* [WORK INSTRUCTIONS]
In the records below, the lines from the one with "-120,13 +120,15 @@" through the last are to be printed exactly, and nothing else.

* [THE DATA]

PR #215, opened 2022-01-15
[Price][Front End]Add select form option for price

sananand007:
## Description
Front end addition for the price selection feature

## Root Cause

## Solution

## Testing

## Final Checks

### DIFF
--- a/templates/search_page.html
+++ b/templates/search_page.html
@@ -120,13 +120,15 @@
         </div>
 
         <div class="row mt-1">
-            <form class="d-flex" action="/v1/plans" method="get">
-                <div class="input-group w-auto">
-                    <input class="form-control-sm border border-secondary" type="date" id="datepicker" name="date"
+            <form class="row d-flex flex-column flex-sm-row align-items-start align-items-sm-center pe-0"
+                action="/v1/plans" method="get">
+                <div class="col ps-1 pe-0 mt-1" id="dateDiv">
+                    <input class="form-control border border-secondary" type="date" id="datepicker" name="date"
                         value="2020-02-29">
                 </div>
 
-                <div class="container px-1 border border-secondary rounded-1 d-flex flex-row align-items-center">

* [WRITTEN RESPONSE]
@@ -120,13 +120,15 @@
         </div>
 
         <div class="row mt-1">
-            <form class="d-flex" action="/v1/plans" method="get">
-                <div class="input-group w-auto">
-                    <input class="form-control-sm border border-secondary" type="date" id="datepicker" name="date"
+            <form class="row d-flex flex-column flex-sm-row align-items-start align-items-sm-center pe-0"
+                action="/v1/plans" method="get">
+                <div class="col ps-1 pe-0 mt-1" id="dateDiv">
+                    <input class="form-control border border-secondary" type="date" id="datepicker" name="date"
                         value="2020-02-29">
                 </div>
 
-                <div class="container px-1 border border-secondary rounded-1 d-flex flex-row align-items-center">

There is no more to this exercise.